=== Data to examine ===

PR #782, opened 2019-08-21
fix advanced circuits notebook after terra bind params fix

ajavadia:


nonhermitian:
This has a conflict

microftech65:
.pstch

PR #783, opened 2019-08-21
Add transpiler logging section to using the transpiler

mtreinish:
### Summary

As part of the upcoming 0.9 terra release the logging from the
transpiler has been improved and standardized around python standard lib
logging. This tutorial adds a guide on how to leverage this in a couple
of common use cases to document how someone can configure the logging
from the transpiler.

### Details and comments


mtreinish:
I wasn't sure which transpiler notebook to put this in, I can easily move it if this isn't the right fit

mtreinish:
@nonhermitian ok I've moved it to the advanced transpiler notebook

nonhermitian:
Is it possible to reduce the logging here.  That is a ton of logging.  Maybe just output timings or something that is not a verbose as the current example.

mtreinish:
@nonhermitian Oh, sorry missed your comment here. Yeah I can do that, it's because the example circuits in this notebook are larger than where i copied this from. I'll just do setup in this section to reduce the size of things we log.

mtreinish:
@nonhermitian let me know if I should reduce the amount of logging any more, I can run things with an even smaller circuit and a smaller pass manager to reduce it even more

nonhermitian:
@mtreinish This is much better.  Many thanks.

PR #786, opened 2019-08-31
fixing binder, again

omarcostahamido:


nonhermitian:
I think we are foregoing the binder in lieu if the fact that the tutorials are hosted on the IQX (hence the repo name change).

omarcostahamido:
[this](https://quantum-computing.ibm.com/jupyter), yes.
oh well, you can reject the pull, but it would be better to change the readme then.
Question: for the purpose of the self hosted notebooks on IQX, do you know if it needs the environment.yml?

O

jaygambetta:
changed the readme -- thanks for pointing this out

PR #840, opened 2019-12-10
Add job manager tutorial

jyu00:
### Summary
Add Job Manager tutorial to `3_the_ibmq_account` now that qiskit 0.14 is released.


nonhermitian:
I think this looks good.  However, is there an example of how to retrieve these multiple job objects and reconstruct the results?  You cannot just add two result objects together.

jyu00:
`job_set.results()` actually returns a `ManagedResults` object, which aggregates results for you. I clarified that and added an example on getting individual jobs in a set.

nonhermitian:
Yes, but my question deals with retrieving results from past jobs.  As far as I understand, you need to get both jobs, `5dcb153ef2b4ea00116071ba` and `5dcb153e1896660011bb286f` separately when retrieving past results.  However, this brings up a consistency issue.

For the combined managed job you can index collectively:
```python
results = job_set_bar.results()
print("This is the histogram data for experiment 5: {}".format(results.get_counts(5)))
print("This is the histogram data for experiment 15: {}".format(results.get_counts(15)))
```
But when with the two separate results you retrieved this same indexing does not work, e.g. there is no `15` index, and you will get an error.  So how does one retrieve results so that the live results and stored results are treated in the same way?  Can you do this, and if so can you give an example, or does this not work?

jyu00:
I see what you mean now. Unfortunately it does not yet support retrieving results from past jobs into a single `ManagedResults`. That feature would require api support to have some kind of identifiers that link the jobs together. I'll mention that in the tutorial.

nonhermitian:
Can you just replace the new master changes with your notebook changes?

PR #865, opened 2020-01-17
Add getting started with pulse tutorial

lcapelluto:
### Summary

An introductory tutorial for Pulse. This should wait until https://github.com/Qiskit/qiskit-terra/issues/3480 is done, so cell 6 can be updated with that functionality. It can then be released in sync with the next Qiskit release.

### Details and comments

There is still an issue of linking to the API Reference. As we build up the API Reference, it will be a very valuable tool for users. Especially now, when there are no further documentation tutorials to link to, the API Reference is even more valuable to cross reference, pointing users to where they should look next.

For instance, to link to the `Schedule` class, the syntax here is:

`<a href="https://qiskit.org/documentation/api/qiskit.circuit.QuantumCircuit.html" style="text-decoration:none"><code style="font-weight:bold;color:#a51920;">QuantumCircuit</code></a>`

whereas in sphinx, it would be:
`py:class:'qiskit.pulse.Schedule'` (where ' is a backtick)

Using a link rather than internal reference also slows down load time between pages. I wrote out the link in full for the first one, only, the second with the link but no style, and the rest without cross referencing.


lcapelluto:
On hold for Qiskit/qiskit-terra#3480

nonhermitian:
While this is waiting, you may want to take the chance to embed the header, make a TOC, and add the version table and copyright to the end.

nkanazawa1989:
Very good tutorial to start qiskit-pulse! I have some comments to improve

- unify the code style
In `Cell[3]` you added schedule without syntax sugar while `Cell[6]` uses the sugar. Not to confuse the beginners, `Cell[6]` is better to be written without sugar: `sched.insert(sched.duration, measure_all(backend))`. Maybe it's worth writing the sugar in separate cell and show both will give the same schedule plot.

- show label
You specified the name for `my_pulse` but it is not shown in the plot. I prefer to use `label=True` option with the drawer.

- intro
Not only error mitigation and characterization but also custom pulse design is good candidate of application. For the people not familiar with those application, it's better to add references to the articles.

nkanazawa1989:
Ah, and one more point. The title is `OpenPulse` or `Qiskit-Pulse`?

lcapelluto:
@nkanazawa1989 Thank you, that is great feedback! What is a use case for pulse design that doesn't fall under error mitigation and characterization? Good call to add articles, but the topics are so broad, I wouldn't know what to recommend. Maybe we can leave that to the textbook, instead, for the time being. Not sure what to do about the title :/

nkanazawa1989:
For example, we can create a custom entangular, CRz(theta) for example. Pulse level optimization such as GRAPE is also what we cannot do without pulse. I think @eggerdj can suggest good examples as an intro.

eggerdj:
We could start thinking on how to build pulse optimization functionality in Qiskit. This would probably mean implementing model based open-loop pulse shaping in Aer and closed-loop in Terra/Ignis perhaps(?). Note, however, that closed-loop tends to be very data intensive. Currently, this requires and RFC more than a notebook. I'll try and draft something up.

lcapelluto:
Hey guys, interesting ideas, but I don't understand how it relates to this PR. I'd be happy to include a "read more on theory" section at the end if you guys want to compile a list of recommendations, but that might warrant a new "discussion" issue, where we can continue thoughts there, and follow up with a PR after this is merged.

Regarding the first point, I think pulse optimization can fall under error mitigation. Assuming high performance/low error is what we are optimizing for, then as far as I can tell, it's two ways to say the same thing.

nonhermitian:
There is still no TOC.  See for example: https://github.com/Qiskit/qiskit-iqx-tutorials/blob/master/qiskit/fundamentals/0_start_coding_with_qiskit.ipynb

Also, some of the links point to 404.

lcapelluto:
@nonhermitian I removed all the links to the API reference docs. It's really too bad that we worked so hard to improve the API reference and have no way to link to them from these documentation pages.

lcapelluto:
For a getting started page, especially one as short as this, I think it would be better if the users didn't jump around when reading

lcapelluto:
I could use a mock backend (FakeAlmaden) but then we can't execute. I couldn't figure out how to get a working simulator in a few lines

=== Task objective ===
In the material above, which lines contain "custom"? Copy each of them.

=== Written answer ===
Not only error mitigation and characterization but also custom pulse design is good candidate of application. For the people not familiar with those application, it's better to add references to the articles.
For example, we can create a custom entangular, CRz(theta) for example. Pulse level optimization such as GRAPE is also what we cannot do without pulse. I think @eggerdj can suggest good examples as an intro.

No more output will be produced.